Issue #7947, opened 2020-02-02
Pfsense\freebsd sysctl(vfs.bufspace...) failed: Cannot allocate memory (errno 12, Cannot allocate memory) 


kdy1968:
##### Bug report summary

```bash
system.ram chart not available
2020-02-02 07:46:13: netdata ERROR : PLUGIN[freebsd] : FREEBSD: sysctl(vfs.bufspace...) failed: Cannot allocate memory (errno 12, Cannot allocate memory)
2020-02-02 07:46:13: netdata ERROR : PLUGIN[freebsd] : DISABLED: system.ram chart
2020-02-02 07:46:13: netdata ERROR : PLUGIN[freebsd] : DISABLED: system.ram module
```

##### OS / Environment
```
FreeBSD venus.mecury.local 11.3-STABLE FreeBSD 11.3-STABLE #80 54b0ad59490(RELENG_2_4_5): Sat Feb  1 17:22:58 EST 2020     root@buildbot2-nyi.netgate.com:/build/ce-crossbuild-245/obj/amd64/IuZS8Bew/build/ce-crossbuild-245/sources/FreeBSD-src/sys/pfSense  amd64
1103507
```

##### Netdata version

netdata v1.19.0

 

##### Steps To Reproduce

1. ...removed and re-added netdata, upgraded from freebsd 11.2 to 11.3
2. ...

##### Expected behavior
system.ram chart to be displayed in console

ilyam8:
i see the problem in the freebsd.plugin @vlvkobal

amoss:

■ ■ ■

▸ **WORK ITEM**: Beginning with the first line of the listing above, print each line exactly until you have printed the line that contains "netdata v1.19.0".

▸ **OUTPUT**:
Issue #7947, opened 2020-02-02
Pfsense\freebsd sysctl(vfs.bufspace...) failed: Cannot allocate memory (errno 12, Cannot allocate memory) 


kdy1968:
##### Bug report summary

```bash
system.ram chart not available
2020-02-02 07:46:13: netdata ERROR : PLUGIN[freebsd] : FREEBSD: sysctl(vfs.bufspace...) failed: Cannot allocate memory (errno 12, Cannot allocate memory)
2020-02-02 07:46:13: netdata ERROR : PLUGIN[freebsd] : DISABLED: system.ram chart
2020-02-02 07:46:13: netdata ERROR : PLUGIN[freebsd] : DISABLED: system.ram module
```

##### OS / Environment
```
FreeBSD venus.mecury.local 11.3-STABLE FreeBSD 11.3-STABLE #80 54b0ad59490(RELENG_2_4_5): Sat Feb  1 17:22:58 EST 2020     root@buildbot2-nyi.netgate.com:/build/ce-crossbuild-245/obj/amd64/IuZS8Bew/build/ce-crossbuild-245/sources/FreeBSD-src/sys/pfSense  amd64
1103507
```

##### Netdata version

netdata v1.19.0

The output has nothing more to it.